Look through the data and write out every line with the word "reduction" in it.

Input data section start

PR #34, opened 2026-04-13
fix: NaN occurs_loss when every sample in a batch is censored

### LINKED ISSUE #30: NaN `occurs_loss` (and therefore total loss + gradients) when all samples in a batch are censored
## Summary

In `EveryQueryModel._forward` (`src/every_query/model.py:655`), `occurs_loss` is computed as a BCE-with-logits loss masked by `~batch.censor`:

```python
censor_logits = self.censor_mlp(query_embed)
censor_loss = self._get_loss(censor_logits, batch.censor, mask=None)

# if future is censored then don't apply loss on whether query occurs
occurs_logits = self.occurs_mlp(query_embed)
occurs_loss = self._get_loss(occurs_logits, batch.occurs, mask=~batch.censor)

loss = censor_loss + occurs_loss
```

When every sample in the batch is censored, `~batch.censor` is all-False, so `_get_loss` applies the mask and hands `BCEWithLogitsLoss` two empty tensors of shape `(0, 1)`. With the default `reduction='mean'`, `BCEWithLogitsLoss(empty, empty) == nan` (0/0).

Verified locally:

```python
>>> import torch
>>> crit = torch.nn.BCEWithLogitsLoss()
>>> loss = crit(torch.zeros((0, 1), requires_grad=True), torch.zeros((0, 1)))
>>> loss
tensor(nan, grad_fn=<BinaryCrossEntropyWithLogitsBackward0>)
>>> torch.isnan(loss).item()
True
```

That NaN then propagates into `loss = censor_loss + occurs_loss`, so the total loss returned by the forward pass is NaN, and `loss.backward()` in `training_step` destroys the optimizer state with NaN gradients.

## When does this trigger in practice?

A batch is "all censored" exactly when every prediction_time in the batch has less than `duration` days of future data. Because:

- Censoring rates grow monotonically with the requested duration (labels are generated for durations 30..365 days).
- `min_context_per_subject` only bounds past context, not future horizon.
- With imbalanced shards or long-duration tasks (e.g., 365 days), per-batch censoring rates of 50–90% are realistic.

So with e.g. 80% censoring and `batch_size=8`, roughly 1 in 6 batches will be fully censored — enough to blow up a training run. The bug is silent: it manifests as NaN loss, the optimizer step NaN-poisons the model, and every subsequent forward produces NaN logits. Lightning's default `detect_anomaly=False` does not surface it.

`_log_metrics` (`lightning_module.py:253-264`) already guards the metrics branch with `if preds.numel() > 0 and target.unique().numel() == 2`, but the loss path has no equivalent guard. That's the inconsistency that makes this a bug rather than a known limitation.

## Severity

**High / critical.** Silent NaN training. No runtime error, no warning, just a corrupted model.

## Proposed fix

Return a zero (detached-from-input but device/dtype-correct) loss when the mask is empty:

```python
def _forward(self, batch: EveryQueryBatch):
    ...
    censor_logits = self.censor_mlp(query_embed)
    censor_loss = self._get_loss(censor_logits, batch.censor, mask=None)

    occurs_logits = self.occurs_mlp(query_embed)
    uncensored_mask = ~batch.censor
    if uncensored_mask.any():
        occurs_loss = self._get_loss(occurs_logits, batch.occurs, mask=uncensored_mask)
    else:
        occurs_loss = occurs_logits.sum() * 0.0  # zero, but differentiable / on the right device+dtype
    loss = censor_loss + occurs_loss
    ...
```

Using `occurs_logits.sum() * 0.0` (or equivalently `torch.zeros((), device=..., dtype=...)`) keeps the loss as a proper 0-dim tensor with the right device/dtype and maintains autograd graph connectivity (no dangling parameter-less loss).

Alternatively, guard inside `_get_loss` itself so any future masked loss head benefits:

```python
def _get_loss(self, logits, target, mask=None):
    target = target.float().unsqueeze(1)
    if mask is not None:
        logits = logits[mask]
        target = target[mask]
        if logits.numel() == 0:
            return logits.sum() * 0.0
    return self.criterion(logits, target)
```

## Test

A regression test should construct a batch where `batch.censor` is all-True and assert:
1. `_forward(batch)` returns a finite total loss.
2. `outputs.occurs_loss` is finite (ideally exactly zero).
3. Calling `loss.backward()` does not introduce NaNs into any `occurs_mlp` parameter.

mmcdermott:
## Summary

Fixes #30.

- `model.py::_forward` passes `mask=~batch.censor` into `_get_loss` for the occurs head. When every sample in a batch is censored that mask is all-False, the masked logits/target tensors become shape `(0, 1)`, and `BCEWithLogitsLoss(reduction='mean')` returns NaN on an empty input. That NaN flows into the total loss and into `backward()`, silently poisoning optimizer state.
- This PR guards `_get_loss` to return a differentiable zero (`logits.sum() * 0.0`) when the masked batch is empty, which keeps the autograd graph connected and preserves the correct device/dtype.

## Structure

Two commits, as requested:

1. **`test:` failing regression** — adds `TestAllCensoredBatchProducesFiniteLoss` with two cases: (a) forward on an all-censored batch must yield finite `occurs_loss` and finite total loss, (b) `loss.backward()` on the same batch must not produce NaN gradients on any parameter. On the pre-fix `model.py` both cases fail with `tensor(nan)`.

Input data section end

Reply:
When every sample in the batch is censored, `~batch.censor` is all-False, so `_get_loss` applies the mask and hands `BCEWithLogitsLoss` two empty tensors of shape `(0, 1)`. With the default `reduction='mean'`, `BCEWithLogitsLoss(empty, empty) == nan` (0/0).
- `model.py::_forward` passes `mask=~batch.censor` into `_get_loss` for the occurs head. When every sample in a batch is censored that mask is all-False, the masked logits/target tensors become shape `(0, 1)`, and `BCEWithLogitsLoss(reduction='mean')` returns NaN on an empty input. That NaN flows into the total loss and into `backward()`, silently poisoning optimizer state.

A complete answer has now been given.